WORK INSTRUCTION ▸
Read through the data, and wherever a line holds the word "tabType", write that line out.

BEGIN EXTRACTED INFORMATION

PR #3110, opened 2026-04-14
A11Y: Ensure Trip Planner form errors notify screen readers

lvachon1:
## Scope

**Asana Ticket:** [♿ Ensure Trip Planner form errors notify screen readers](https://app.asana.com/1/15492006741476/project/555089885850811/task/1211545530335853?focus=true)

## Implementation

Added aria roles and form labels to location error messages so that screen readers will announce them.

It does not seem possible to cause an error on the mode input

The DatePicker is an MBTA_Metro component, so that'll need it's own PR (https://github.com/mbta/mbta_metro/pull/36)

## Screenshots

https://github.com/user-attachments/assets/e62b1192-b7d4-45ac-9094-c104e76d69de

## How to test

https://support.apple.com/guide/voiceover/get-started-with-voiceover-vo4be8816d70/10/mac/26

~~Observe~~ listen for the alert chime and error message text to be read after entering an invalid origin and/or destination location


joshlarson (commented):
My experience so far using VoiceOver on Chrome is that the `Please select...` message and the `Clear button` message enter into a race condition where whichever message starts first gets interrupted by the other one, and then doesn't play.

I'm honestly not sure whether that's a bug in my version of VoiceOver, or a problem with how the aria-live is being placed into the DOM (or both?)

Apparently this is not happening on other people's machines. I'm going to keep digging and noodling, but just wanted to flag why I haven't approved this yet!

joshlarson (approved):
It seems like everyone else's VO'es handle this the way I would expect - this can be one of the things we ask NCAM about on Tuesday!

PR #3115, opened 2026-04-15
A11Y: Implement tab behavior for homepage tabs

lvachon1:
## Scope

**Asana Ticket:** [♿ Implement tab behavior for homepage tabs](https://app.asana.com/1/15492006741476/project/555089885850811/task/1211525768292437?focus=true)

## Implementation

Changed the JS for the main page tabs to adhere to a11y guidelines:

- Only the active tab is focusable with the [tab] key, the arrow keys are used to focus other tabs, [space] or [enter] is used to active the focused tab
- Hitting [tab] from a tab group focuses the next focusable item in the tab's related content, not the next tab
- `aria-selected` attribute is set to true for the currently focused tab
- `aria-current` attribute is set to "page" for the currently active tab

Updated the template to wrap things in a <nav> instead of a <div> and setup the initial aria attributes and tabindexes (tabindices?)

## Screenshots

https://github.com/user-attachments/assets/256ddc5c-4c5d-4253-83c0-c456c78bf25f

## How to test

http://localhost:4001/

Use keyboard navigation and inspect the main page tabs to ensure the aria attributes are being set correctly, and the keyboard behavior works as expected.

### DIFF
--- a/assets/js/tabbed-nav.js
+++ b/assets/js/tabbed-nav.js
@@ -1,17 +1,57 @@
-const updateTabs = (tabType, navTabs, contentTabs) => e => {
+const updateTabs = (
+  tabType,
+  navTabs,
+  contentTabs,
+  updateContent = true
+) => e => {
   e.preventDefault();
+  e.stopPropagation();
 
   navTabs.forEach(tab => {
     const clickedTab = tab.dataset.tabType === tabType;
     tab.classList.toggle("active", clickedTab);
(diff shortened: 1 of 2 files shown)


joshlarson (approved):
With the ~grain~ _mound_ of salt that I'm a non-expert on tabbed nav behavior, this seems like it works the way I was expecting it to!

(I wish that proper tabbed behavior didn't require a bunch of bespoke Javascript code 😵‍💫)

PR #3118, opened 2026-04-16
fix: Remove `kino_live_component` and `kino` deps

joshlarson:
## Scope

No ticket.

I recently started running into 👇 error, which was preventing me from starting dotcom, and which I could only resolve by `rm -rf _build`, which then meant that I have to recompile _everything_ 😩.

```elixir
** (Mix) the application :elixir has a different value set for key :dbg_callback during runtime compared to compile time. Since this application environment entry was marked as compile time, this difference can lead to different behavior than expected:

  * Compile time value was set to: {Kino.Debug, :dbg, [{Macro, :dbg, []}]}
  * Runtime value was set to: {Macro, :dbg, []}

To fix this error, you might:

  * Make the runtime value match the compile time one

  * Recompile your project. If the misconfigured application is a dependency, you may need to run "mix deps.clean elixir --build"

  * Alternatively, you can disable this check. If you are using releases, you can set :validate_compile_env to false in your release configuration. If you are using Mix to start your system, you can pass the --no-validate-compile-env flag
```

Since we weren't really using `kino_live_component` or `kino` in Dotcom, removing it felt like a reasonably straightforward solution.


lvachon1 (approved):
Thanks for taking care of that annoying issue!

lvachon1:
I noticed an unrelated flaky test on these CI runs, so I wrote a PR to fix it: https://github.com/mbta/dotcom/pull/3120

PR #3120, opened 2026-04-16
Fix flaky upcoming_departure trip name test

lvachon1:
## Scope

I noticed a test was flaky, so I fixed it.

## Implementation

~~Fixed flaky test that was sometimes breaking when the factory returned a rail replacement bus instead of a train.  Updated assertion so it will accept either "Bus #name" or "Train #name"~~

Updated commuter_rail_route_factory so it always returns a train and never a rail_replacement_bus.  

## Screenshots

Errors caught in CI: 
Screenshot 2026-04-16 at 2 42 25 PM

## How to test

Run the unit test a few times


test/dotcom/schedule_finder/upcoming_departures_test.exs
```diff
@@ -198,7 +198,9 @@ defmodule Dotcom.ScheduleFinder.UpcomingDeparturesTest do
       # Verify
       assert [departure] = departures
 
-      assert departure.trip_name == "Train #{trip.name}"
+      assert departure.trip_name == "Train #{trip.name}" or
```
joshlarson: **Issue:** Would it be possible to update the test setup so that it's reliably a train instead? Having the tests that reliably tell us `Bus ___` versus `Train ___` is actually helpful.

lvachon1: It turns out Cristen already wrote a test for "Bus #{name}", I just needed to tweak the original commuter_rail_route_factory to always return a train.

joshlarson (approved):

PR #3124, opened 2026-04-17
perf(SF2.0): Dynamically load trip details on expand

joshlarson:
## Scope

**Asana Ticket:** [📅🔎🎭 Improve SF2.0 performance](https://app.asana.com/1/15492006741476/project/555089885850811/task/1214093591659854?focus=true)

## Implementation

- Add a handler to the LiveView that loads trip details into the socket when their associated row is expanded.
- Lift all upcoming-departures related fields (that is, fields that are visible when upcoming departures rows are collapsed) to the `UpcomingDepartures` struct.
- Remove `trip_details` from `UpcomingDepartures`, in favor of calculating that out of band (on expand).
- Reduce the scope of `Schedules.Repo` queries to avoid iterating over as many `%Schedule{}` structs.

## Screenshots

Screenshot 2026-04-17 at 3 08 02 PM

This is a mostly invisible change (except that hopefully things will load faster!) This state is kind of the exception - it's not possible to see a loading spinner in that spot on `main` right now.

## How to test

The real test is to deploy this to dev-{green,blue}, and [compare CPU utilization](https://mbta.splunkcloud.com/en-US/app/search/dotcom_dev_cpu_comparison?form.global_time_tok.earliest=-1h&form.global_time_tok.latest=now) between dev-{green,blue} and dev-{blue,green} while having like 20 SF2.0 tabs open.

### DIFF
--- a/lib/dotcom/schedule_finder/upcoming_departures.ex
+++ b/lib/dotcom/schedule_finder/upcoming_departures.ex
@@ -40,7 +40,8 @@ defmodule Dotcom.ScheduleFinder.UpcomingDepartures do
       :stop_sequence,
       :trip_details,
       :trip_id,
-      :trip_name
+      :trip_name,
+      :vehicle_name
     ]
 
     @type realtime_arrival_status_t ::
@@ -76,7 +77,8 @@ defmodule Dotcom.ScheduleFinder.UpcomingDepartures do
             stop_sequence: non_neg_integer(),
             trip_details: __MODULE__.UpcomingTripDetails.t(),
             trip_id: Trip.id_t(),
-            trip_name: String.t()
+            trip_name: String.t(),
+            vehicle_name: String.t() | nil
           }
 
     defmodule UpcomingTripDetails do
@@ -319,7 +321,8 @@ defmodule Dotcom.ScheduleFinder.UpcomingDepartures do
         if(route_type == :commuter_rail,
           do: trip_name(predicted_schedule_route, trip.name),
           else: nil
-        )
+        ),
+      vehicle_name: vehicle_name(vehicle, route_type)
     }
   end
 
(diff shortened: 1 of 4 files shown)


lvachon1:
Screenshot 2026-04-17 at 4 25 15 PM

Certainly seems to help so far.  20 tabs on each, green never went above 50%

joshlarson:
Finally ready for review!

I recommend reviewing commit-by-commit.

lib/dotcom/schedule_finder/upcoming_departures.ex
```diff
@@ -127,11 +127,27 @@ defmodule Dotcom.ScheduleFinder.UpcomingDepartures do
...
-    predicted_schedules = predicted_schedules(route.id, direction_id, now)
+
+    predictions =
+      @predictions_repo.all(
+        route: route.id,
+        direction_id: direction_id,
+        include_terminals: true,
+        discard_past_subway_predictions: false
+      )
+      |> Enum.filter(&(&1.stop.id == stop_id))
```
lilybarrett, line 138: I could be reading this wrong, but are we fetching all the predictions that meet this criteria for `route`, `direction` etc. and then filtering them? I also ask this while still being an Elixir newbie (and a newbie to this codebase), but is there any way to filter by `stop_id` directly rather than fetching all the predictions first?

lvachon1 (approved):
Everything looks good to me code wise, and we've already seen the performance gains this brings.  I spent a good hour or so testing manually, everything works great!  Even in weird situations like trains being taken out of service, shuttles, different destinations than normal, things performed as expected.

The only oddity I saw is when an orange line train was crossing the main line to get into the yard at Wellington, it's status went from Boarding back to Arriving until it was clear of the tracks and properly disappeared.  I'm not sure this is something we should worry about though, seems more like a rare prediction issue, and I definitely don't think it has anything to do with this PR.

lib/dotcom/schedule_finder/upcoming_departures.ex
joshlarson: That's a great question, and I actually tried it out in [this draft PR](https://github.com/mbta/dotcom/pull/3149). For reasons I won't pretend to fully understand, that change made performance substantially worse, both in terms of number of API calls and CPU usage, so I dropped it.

END EXTRACTED INFORMATION

ANSWER SECTION ▸
-const updateTabs = (tabType, navTabs, contentTabs) => e => {
+  tabType,
     const clickedTab = tab.dataset.tabType === tabType;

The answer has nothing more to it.